------ DATA TO PROCESS ------
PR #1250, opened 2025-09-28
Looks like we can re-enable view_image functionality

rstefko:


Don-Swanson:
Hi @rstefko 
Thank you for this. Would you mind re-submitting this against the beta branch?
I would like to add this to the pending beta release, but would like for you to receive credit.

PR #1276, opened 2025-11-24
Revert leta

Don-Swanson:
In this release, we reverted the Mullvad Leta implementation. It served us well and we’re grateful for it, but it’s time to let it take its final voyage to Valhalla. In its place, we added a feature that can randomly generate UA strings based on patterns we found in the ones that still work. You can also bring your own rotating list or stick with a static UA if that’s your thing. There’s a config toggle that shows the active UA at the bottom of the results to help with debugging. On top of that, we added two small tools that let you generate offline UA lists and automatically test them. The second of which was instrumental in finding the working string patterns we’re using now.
------
------ DATA TO PROCESS ------
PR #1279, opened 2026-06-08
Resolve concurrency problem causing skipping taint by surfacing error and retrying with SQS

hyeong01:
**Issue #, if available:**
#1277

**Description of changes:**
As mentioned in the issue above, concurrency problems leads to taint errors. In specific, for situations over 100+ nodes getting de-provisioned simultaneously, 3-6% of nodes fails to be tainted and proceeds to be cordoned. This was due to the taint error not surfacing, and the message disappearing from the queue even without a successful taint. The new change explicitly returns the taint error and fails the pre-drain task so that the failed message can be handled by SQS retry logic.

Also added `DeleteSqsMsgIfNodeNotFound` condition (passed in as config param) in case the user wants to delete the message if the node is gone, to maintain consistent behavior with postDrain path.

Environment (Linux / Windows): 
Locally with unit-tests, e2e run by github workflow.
------
List each line of the records that holds the string "like".

Looks like we can re-enable view_image functionality
I would like to add this to the pending beta release, but would like for you to receive credit.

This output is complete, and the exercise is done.